Exercise details
Please tally how many lines of the material below include the word "instead", giving only the number.
------------
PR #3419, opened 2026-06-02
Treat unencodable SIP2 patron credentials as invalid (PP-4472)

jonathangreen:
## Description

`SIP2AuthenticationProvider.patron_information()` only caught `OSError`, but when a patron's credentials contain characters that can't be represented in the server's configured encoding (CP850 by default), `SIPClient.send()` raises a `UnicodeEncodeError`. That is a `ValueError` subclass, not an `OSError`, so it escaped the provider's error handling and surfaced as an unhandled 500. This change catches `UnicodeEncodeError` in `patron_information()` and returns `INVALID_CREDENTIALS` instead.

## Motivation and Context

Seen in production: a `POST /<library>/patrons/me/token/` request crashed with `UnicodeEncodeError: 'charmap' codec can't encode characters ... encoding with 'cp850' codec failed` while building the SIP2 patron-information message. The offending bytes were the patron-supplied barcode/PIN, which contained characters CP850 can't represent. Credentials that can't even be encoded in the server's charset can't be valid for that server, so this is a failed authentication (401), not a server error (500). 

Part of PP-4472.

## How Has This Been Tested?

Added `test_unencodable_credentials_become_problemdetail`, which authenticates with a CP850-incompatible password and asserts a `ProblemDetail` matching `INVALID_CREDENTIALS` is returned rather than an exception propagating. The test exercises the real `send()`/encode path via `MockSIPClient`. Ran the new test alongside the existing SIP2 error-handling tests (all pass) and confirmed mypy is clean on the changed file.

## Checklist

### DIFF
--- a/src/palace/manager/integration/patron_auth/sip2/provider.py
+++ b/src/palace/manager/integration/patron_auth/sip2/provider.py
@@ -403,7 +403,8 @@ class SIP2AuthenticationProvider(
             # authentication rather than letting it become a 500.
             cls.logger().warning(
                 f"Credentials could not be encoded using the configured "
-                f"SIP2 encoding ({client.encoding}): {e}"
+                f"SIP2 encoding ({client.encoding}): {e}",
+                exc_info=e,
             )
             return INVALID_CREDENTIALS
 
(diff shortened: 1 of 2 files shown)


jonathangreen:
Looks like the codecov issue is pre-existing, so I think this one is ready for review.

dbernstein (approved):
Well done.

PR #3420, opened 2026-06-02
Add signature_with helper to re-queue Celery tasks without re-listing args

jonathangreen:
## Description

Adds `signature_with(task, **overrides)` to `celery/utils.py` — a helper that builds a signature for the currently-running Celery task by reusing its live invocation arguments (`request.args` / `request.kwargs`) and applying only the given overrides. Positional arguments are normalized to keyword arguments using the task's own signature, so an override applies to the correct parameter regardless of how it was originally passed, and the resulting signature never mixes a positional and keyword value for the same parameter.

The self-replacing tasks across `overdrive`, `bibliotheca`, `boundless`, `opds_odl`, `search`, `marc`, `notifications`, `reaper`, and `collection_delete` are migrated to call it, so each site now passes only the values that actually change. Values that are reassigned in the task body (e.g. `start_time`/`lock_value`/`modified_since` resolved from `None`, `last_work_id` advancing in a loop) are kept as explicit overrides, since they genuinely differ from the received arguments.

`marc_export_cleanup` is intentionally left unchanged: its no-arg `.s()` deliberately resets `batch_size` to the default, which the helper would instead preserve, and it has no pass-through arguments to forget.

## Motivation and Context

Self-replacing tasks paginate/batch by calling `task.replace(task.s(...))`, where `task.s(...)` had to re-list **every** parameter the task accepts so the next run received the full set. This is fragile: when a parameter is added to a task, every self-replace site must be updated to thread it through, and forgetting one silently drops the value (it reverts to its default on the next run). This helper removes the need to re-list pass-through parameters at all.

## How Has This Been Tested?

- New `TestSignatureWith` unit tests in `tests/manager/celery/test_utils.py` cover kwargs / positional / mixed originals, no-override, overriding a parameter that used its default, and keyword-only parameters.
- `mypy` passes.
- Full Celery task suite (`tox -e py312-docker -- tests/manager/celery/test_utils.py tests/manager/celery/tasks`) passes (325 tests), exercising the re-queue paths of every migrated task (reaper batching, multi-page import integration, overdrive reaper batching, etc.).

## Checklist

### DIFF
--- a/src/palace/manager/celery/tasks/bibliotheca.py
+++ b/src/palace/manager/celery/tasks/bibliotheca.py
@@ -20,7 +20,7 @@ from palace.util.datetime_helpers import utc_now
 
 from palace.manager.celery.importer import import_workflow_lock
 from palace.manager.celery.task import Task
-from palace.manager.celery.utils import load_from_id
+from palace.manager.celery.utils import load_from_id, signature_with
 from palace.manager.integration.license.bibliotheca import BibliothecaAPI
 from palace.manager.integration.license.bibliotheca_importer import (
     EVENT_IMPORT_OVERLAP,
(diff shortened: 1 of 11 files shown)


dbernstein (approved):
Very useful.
------------
Task solution
2